Setting up appropriate access rights for each user in Odoo is a crucial part of system configuration. However, access management can become challenging, especially when dealing with a large number of users. A module that replicates the company structure through roles can significantly simplify this process.
The User Roles module facilitates structured access management by allowing to define roles that align closely with the company's hierarchy. Each role is assigned specific access groups, ensuring that users with the role can navigate the system efficiently while maintaining access only to the necessary functionalities.
Configuration
Once installed, the module introduces a Roles sub-menu under Users & Companies in the Settings page. This section provides a list of all created roles. Selecting a role opens its detailed form view, which includes:
- Role Name
- Associated Access Groups
- Users Assigned to the Role
- Internal Notes
Creating a New Role
To create a new role, click the “New” button, which opens a form view. While the Name field is the only mandatory input, assigning appropriate Access Groups is necessary for the role to be functional.
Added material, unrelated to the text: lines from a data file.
PR #433, opened 2019-11-01
Stop explicit support for PHP < 5.6 / WP < 5.2

jrfnl:
## Summary
* _N/A_

Brief analysis of the Travis script shows me that:
* There are a number of builds _which do not do anything_.
    All the tasks in `script` are set up conditionally based on environment variables.
    Any build which did not have an environment variable, such as `PHPLINT`, `PHPCS` or `PHPUNIT` was basically completely useless.
* While the `PHPUNIT` task is set up to run conditionally, the _preparation of the environment_ for unit testing, i.e. downloading WordPress, cloning YoastSEO Free, setting up the database _is all done **unconditionally**_.

So, with that in mind, I have made the following changes to the Travis script - please read this carefully:
* Removing builds against PHP < 5.6.
* Changing the `WP_VERSION` environment variables in the matrix to use a minimum of `5.2`.
    Note: this will change again once WP 5.3 comes out.
* Actually running the unit tests on all current builds.
* Removing the PHP version/env condition toggle for a full/no-dev composer install.
    As a composer install was being run on all builds anyway in one way or another **and** there is a committed `composer.lock` file **and** Travis caching of the downloads is setup, doing a full install each time will not make the build significantly slower.
    Also: It is better to always test based on the dependencies we've set up than to rely on  a PHP image created by Travis which may fail unexpectedly (especially as Travis has seen some issues recently with incorrect PHPUnit versions on certain images).
    This also means the `composer dump-autoload` can be removed as it will now always have run whenever the autoload is needed.
    **Note**: this changes the `composer install` for the `deploy` stage from a full install to a `no-dev` install.
   That stage was currently being run against PHP 7.2, so was getting a full install, while AFAICS that shouldn't be needed.
* Making the environment preparations which are needed for the unit tests dependent on the `PHPUNIT` environment variable.
* Making the builds slightly faster by using lean git clones (`depth=1` instead of `depth=50`).
* Using the composer scripts to run the unit test tasks.
    As PHPUnit will now always be available in `vendor`, using the composer scripts simplifies things.

Includes:
* Adjusting the `Requires...` info in the `readme.md` file.
* Removing the `xrstf/composer-php52` dependency and references to the `vendor/autoload_52.php` file.
* Dropping PHPUnit < 5.7 from the Composer `require-dev`.

Also:
* Travis hasn't supported `sudo` for quite a while now, so removing it.

Related #425

Related to Yoast/wordpress-seo#13758

## Test instructions

* Check the detailed output of the Travis scripts to verify that all is working as expected.

**_Please be extra critical reviewing this PR for any changes which may impact the `deploy` stage as those won't show up during the PR build._**

### DIFF
--- a/.travis.yml
+++ b/.travis.yml
@@ -1,6 +1,5 @@
 language: php
 dist: trusty
-sudo: false
 
 branches:
   only:
@@ -16,23 +15,15 @@ jobs:
   fast_finish: true
   include:
     - php: 7.3
-      env: WP_VERSION=5.0 WP_MULTISITE=1 PHPLINT=1 PHPCS=1 SECURITY=1
-    - php: 5.2
-      # As 'trusty' is not supporting PHP 5.2/5.3 anymore, we need to force using 'precise'.
-      dist: precise
-      env: WP_VERSION=4.8 WP_MULTISITE=1 PHPLINT=1 PHPUNIT=1
+      env: WP_VERSION=5.2 WP_MULTISITE=1 PHPLINT=1 PHPUNIT=1 PHPCS=1 SECURITY=1
     - php: 5.6
-      env: WP_VERSION=5.0 PHPUNIT=1
+      env: WP_VERSION=5.2 PHPLINT=1 PHPUNIT=1
     - php: 7.0
-      env: WP_VERSION=4.9
-    - php: 5.2
-      # As 'trusty' is not supporting PHP 5.2/5.3 anymore, we need to force using 'precise'.
-      dist: precise
-      env: WP_VERSION=master
+      env: WP_VERSION=master WP_MULTISITE=1 PHPUNIT=1
     - php: "7.4snapshot"
-      env: WP_VERSION=master
+      env: WP_VERSION=master PHPUNIT=1
     - stage: deploy
-      env: WP_VERSION=4.9
+      env: WP_VERSION=5.2
       if: tag IS present
       before_install:
         - openssl aes-256-cbc -K $encrypted_2b922af4d08d_key -iv $encrypted_2b922af4d08d_iv -in ./deploy_keys/wpseo_woo_deploy.enc -out ./deploy_keys/wpseo_woo_deploy -d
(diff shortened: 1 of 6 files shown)


andizer:
Code looks good to me. What is the basis to have a deploy check? This one didn't exists before? I have no clue how to test that one?

jrfnl:
> 
> 
> Code looks good to me. What is the basis to have a deploy check? This one didn't exists before? I have no clue how to test that one?

You mean like this ?

https://github.com/Yoast/wpseo-woocommerce/pull/433/files#diff-354f30a63fb0907d4ad57269548329e3R70

The `composer install` previously had a PHP version based check - `${TRAVIS_PHP_VERSION:0:3} > "7.1"` - and the `deploy` stage silently and implicitly relied on that.

What I mean by that is that the `deploy` stage does not have a PHP version set and thus gets the Travis default which may change at any time.
As the default is currently PHP `7.2`, the PHP version based condition was triggered for `deploy` without it being explicit in the script that the `deploy` stage _needs_ the `composer install` - at least, I presume it needs it.

Either way, as the PHP version based check is now replaced by a ENV keyword check and the `deploy` stage doesn't have any of the relevant keywords, the change on the line mentioned above, makes it:
- explicit that `deploy` needs a `composer install`;
- maintains the same behaviour as previously for the `deploy` stage.

Does that explain it well enough ?

andizer:
There is a merge conflict, can you rebase this pull?

dutchmartin:
@jrfnl I do not work for Yoast anymore. For hiring me as a consultant, send me a mail at  `info@martijngroeneveldt.nl`.

jrfnl:
@andizer Rebased & force pushed.

jrfnl:
> 
> 
> @jrfnl I do not work for Yoast anymore. For hiring me as a consultant, send me a mail at `info@martijngroeneveldt.nl`.

I appreciate the self-promo, but that's neither here nor there. Good luck in your endeavors.

PR #435, opened 2019-11-06
Remove all hidden products from XML sitemap

jdevalk:
## Summary

* Fixes a bug where hidden products could show in XML sitemap.

* Used an unbounded query, as it only grabs the IDs, not more data, I think this won't lead to any problems.

## Test instructions

* See reproduction steps in https://github.com/Yoast/bugreports/issues/697

Props to @Djennez for the solution.

Fixes https://github.com/Yoast/bugreports/issues/697


igorschoester:
CR & Acceptance ✅

PR #436, opened 2019-11-11
Retrieves noindex from shop page instead of product archive

### LINKED ISSUE #401: WooCommerce Shop Base page in Products XML sitemap
Hi,

In WooCommerce I have chosen to use the homepage as the shoppage.

When I look in my products xml sitemap, the shoppage is listed there as well, see below image, this is no good because that URL should not be indexed at all!

What to do?

Kind regards,

Willem

stodorovic:
## Summary

* Make sure that when shop page is noindexed it doesn't show in XML sitemap.

## Technical decisions

* Uses the filter `wpseo_sitemap_page_for_post_type_archive` to get noindex from shop page instead of product archive.

## Test instructions

*  Install [WooCommerce](https://wordpress.org/plugins/woocommerce/), create and set "shop" page.
* Check both sitemaps (page and product). This page should be listed in both sitemaps.
* Set _noindex_ for "shop" page.
* Check both sitemaps (page and product). This page should be removed in both sitemaps.

Partially fixes #401


jdevalk:
CR and Acceptance: 👍

PR #446, opened 2019-12-01
Composer: update BrainMonkey dependency

jrfnl:
## Summary
* _N/A_

BrainMonkey has released a new version.

Significant changes which are reasons to upgrade:
* Compatibility with PHP 7.4.
* Build in support for calls to `do_action_deprecated()` and `apply_filters_deprecated()`.

Note: the `composer update` has been run in a way so as to _only_ update BrainMonkey and the associated dependencies. Nothing else.

Refs:
* https://github.com/Brain-WP/BrainMonkey/releases/tag/2.4.0

## Test instructions

* _N/A_
    This is a test dependency-only change and should have no effect on the functionality. If the Travis build still passes, we're good.

### DIFF
--- a/composer.json
+++ b/composer.json
@@ -36,7 +36,7 @@
     "require-dev": {
         "yoast/yoastcs": "^1.3.0",
         "phpunit/phpunit": "^5.7 || ^6.0 || ^7.0",
-        "brain/monkey": "^2.2"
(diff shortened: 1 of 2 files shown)


johannadevos:
CR: 👍

PR #455, opened 2020-01-03
Filters the retrieved taxonomies to only have the viewable ones.

### LINKED ISSUE #454: Hide hidden taxonomies in the settings
In WooCommerce we can choose the fields to show as manufacturer and brand. But the dropdown also shows non public taxonomies that are related to WooCommerce. 

Cursor_and_WooCommerce_SEO_-_Yoast_SEO_‹_Local_WordPress_Dev_—_WordPress

The two tags are the product_type and product_variation. And our prominent words is visible.

### Todo
- [ ] Check if the taxonomy is public accessible here https://github.com/Yoast/wpseo-woocommerce/blob/trunk/wpseo-woocommerce.php#L480 - We probably can use the function [is_taxonomy_viewable](https://developer.wordpress.org/reference/functions/is_taxonomy_viewable) for this.

andizer:
## Summary

* Fixes a bug where non-public taxonomies can chosen as manufacturer and brand.

*

## Test instructions

* Checkout trunk
* In the admin settings you will see prominent words (when premium enabled) and two times tags.
* Checkout this branch
* Now you only see the public taxonomies.

Fixes #454

### DIFF
--- a/wpseo-woocommerce.php
+++ b/wpseo-woocommerce.php
@@ -474,7 +474,7 @@ class Yoast_WooCommerce_SEO {
 	public function admin_panel() {
 		Yoast_Form::get_instance()->admin_header( true, 'wpseo_woo' );
 
-		$object_taxonomies = get_object_taxonomies( 'product', 'objects' );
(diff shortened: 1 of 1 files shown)


jdevalk:
Tested and approved.

PR #457, opened 2020-01-07
Adds SKU to the output, fixes instock to be in stock

### LINKED ISSUE #456: [Feature Request] Enhancements to product meta tags for Facebook Catalog
Facebook Catalog (the product feed system which powers Facebook Marketplace) is able to extract open graph / schema data from a page in order to automatically populate or update a store's inventory.

Our current meta tags require only a few tweaks in order to make them compatible with this feature.

## Requirements

We should do the following on product templates:
- Add a `<meta property="product:retailer_item_id" content="{{SKU}}" />` tag, where `{{SKU}}` is the product SKU.
- Add a `<meta property="product:brand" content="{{BRAND_NAME}}" />` tag, where `{{BRAND_NAME}}`.
- Alter the value of the `product:availability` tag from `instock` to `in stock`.

## Future considerations
We should also support a `<meta property="product:category" content="{{CATEGORY}}" />` tag. However, this will require some UI work - the tag value must be one of the values [from here](https://www.google.com/basepages/producttype/taxonomy.en-US.txt), which would necessitate a selector interface.

That's outside the scope of this ticket, but worth being aware of.

jdevalk:
## Summary

* Adds `product:retailer_item_id` to the plugins OpenGraph output for Facebook Catalog usage.
* Fixes a bug where `product:availability` was set to `instock` instead of the correct `in stock`.

## Test instructions

* Go to a product page, see the output now contains `product:retailer_item_id` and `product:availability` is set correctly.

Fixes #456

### DIFF
--- a/wpseo-woocommerce.php
+++ b/wpseo-woocommerce.php
@@ -752,7 +752,7 @@ class Yoast_WooCommerce_SEO {
 			echo '<meta property="product:availability" content="in stock" />' . "\n";
 		}
 
-		echo '<meta property="product:retailer_item_id" content="' . $product->get_sku() . '" />' . "\n";
+		echo '<meta property="product:retailer_item_id" content="' . esc_attr( $product->get_sku() ) . '" />' . "\n";
 	}
 
 	/**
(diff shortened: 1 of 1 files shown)


jcomack:
Acceptance done 👍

Once configured, the role can be assigned to users.
Roles can be assigned in two ways:
- From the User’s Form View: Navigate to the
Roles tab and select the desired roles. Each assigned role can have a specified validity period with a start and end date. - From the Role’s Form View: Use the
Users tab to assign multiple users to a role.
Only users with the Administration: Access Rights privilege can manage roles.
How the Functionality Works
When a role is assigned to a user, the user automatically inherit all associated access groups. Additional access groups cannot be manually added to users who have assigned roles. This ensures strict adherence to the defined access structure.
If a user has multiple roles, the access group with the highest level of privileges takes precedence. For example, if:
- Salesperson role includes
Inventory: User access - Inventory Manager role includes
Inventory: Administrator access
A user assigned both roles will have Inventory: Administrator access, as it holds a higher level of access.
To view the active access groups for a user, go to the Access Rights tab next to the Roles tab in the user's form view.
Company-Specific Roles
For organizations using multi-company mode, the User Roles by Company extension module can be useful, as it introduces role assignment per company.
The key feature for the module are:
- Adds a Company field in the Roles tab of the Users view.
- If no company is specified, the role applies to all companies the user has access to.
- A Company can be assigned to a Role only if it is in the User’s Allowed Companies list.
- When multiple companies are selected as active for the user, only roles applicable to all selected companies remain active.
Final Thoughts
By structuring user access management through roles, organizations can efficiently manage permissions across multiple users while maintaining clarity and control over access rights. This approach simplifies administration and ensures a clear overview of user privileges.
The User Roles module is actively maintained by the Odoo Community Association (OCA), with the latest available version being 18.0.1.0.2.